Overview
Embeddings are numerical representations of text, images, or other data. Use them for semantic search, similarity matching, and building AI applications.
Concepts
- Embeddings: Fixed-size vectors representing meaning
- Vector Databases: Specialized databases for vector search
- Similarity Search: Find semantically similar items
- Semantic Search: Search by meaning rather than keywords
- Recommendations: Suggest relevant items based on similarity
Generate Embeddings
npm install openai
import OpenAI from 'openai'
const openai = new OpenAI({
apiKey: process.env.OPENAI_API_KEY
})
async function getEmbedding(text: string) {
const response = await openai.embeddings.create({
model: 'text-embedding-3-small',
input: text
})
return response.data[0].embedding
}
// Usage
const embedding = await getEmbedding('Hello world')
console.log(embedding.length) // 1536 dimensions
Vector Database with Pinecone
import { Pinecone } from '@pinecone-database/pinecone'
const pc = new Pinecone({
apiKey: process.env.PINECONE_API_KEY
})
const index = pc.index('documents')
// Store embedding
await index.upsert([{
id: 'doc-1',
values: embedding,
metadata: { text: 'Hello world', source: 'greeting' }
}])
// Search similar items
const results = await index.query({
vector: embedding,
topK: 5,
includeMetadata: true
})
console.log(results.matches) // Top 5 similar documents
Semantic Search Implementation
async function semanticSearch(query: string, topK: number = 5) {
const queryEmbedding = await getEmbedding(query)

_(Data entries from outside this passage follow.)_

Issue #943, opened 2018-03-16
Display message on search page when no efolder exists for file number


lowellrex:
If a file number is valid (8 or 9 digits), we attempt a sensitivity check to determine if the user is allowed to access that file. That sensitivity check could fail because the file number does not have an associated efolder. Currently, in that case we present the user with a banner that reads "forbidden: sensitive record". We should present the user with a more precise banner in these cases.

## Acceptance Criteria:
* Display a banner on the search page notifying users that the file number they searched for does not have an associated efolder (if that is the case)

PR #944, opened 2018-03-16
Return veteran efolder not found message

lowellrex:
Connects #943.

Efolder Express UI v1's [DowloadsController](https://github.com/department-of-veterans-affairs/caseflow-efolder/blob/1284734617e65d66d2e4a4a216b80ec44c399f9b/app/controllers/downloads_controller.rb#L13) validates that an [efolder exists for a given file number](https://github.com/department-of-veterans-affairs/caseflow-efolder/blob/1284734617e65d66d2e4a4a216b80ec44c399f9b/app/models/search.rb#L73) (by way of `[Search.perform()](https://github.com/department-of-veterans-affairs/caseflow-efolder/blob/1284734617e65d66d2e4a4a216b80ec44c399f9b/app/models/search.rb#L30)`and displays a message on the [search results page](https://github.com/department-of-veterans-affairs/caseflow-efolder/blob/1284734617e65d66d2e4a4a216b80ec44c399f9b/app/views/downloads/new.html.erb#L2) if one does not. Similar behaviour for v2 except that we present the message on the search/landing page, before ever redirecting to the search results page.

## Before
image

## After
image

### DIFF
--- a/spec/features/download_spec.rb
+++ b/spec/features/download_spec.rb
@@ -49,9 +49,6 @@ RSpec.feature "Downloads" do
       allow_any_instance_of(Fakes::BGSService).to receive(:fetch_veteran_info).and_return(nil)
 
       visit "/"
-
-      # Allow page time to load
-      sleep 1
       fill_in "Search for a Veteran ID number below to get started.", with: "DEMO1901"
       click_button "Search"
       expect(page).to have_content("could not find an eFolder with the Veteran ID")
--- a/spec/features/download_spec.rb
+++ b/spec/features/download_spec.rb
@@ -51,6 +51,9 @@ RSpec.feature "Downloads" do
       visit "/"
       fill_in "Search for a Veteran ID number below to get started.", with: "DEMO1901"
       click_button "Search"
+
+      # For debugging
+      it {puts page.body}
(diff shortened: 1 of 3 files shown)


spec/features/download_spec.rb
```diff
@@ -40,10 +40,19 @@
...
+    scenario "coachmarks are not displayed indicating that we are viewing the react app" do
       visit "/"
       expect(page).to_not have_content("See what's new!")
     end
+
+    scenario "requesting veteran that does not exist results in veteran not found error" do
+      allow_any_instance_of(Fakes::BGSService).to receive(:fetch_veteran_info).and_return(nil)
+
+      visit "/"
+      fill_in "Search for a Veteran ID number below to get started.", with: "DEMO1901"
```
mdbenjam: Can we change this to a non-demo number. DEMO numbers can go down different paths and is something I would like to eventually deprecate.

lowellrex: I went with `DEMO1901` in order to avoid mocking `Fakes::BGSService.valid_file_number()` (or `Fakes::BGSService.demo?()`). I'm happy to swap out this approach for that one though!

const results = await index.query({
vector: queryEmbedding,
topK,
includeMetadata: true
})
return results.matches.map(match => ({
text: match.metadata?.text,
score: match.score,
source: match.metadata?.source
}))
}
const results = await semanticSearch('What is machine learning?')
Embeddings enable semantic understanding without training custom AI models.